-- EXERCISE AIM --
Find all lines below containing the string "opened" and return them.

-- DATA IN THIS EXERCISE --
◇ ◇ ◇ ◇

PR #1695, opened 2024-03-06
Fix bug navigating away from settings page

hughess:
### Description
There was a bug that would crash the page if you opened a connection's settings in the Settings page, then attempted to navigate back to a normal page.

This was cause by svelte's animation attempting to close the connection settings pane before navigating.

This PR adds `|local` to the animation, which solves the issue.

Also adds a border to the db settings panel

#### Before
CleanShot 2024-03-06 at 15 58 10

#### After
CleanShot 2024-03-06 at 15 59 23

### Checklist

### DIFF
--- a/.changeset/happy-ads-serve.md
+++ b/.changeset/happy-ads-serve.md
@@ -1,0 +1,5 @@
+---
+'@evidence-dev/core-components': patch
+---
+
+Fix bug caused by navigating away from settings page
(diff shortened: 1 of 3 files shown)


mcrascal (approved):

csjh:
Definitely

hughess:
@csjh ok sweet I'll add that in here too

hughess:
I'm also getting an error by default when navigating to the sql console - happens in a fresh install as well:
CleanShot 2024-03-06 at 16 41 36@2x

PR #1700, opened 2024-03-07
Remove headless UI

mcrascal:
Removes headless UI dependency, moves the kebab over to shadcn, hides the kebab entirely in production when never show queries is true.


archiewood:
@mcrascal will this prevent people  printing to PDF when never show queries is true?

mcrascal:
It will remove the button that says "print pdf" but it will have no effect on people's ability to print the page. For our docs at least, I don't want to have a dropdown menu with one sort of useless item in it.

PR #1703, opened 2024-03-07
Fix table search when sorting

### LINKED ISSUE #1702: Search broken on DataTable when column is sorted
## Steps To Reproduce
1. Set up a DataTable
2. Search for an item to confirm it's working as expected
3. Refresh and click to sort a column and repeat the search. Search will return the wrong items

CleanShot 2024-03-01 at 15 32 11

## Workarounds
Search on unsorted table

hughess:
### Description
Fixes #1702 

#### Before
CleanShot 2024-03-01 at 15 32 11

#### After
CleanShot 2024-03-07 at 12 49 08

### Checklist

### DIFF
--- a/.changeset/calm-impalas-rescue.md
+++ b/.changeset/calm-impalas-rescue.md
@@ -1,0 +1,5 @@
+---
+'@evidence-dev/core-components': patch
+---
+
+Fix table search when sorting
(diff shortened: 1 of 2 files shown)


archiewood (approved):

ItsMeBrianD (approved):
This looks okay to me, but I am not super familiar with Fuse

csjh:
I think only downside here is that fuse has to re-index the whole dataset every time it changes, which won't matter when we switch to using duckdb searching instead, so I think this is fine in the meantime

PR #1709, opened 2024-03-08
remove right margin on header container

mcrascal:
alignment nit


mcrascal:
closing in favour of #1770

◇ ◇ ◇ ◇

-- COMPLETED TASK --
PR #1695, opened 2024-03-06
There was a bug that would crash the page if you opened a connection's settings in the Settings page, then attempted to navigate back to a normal page.
PR #1700, opened 2024-03-07
PR #1703, opened 2024-03-07
PR #1709, opened 2024-03-08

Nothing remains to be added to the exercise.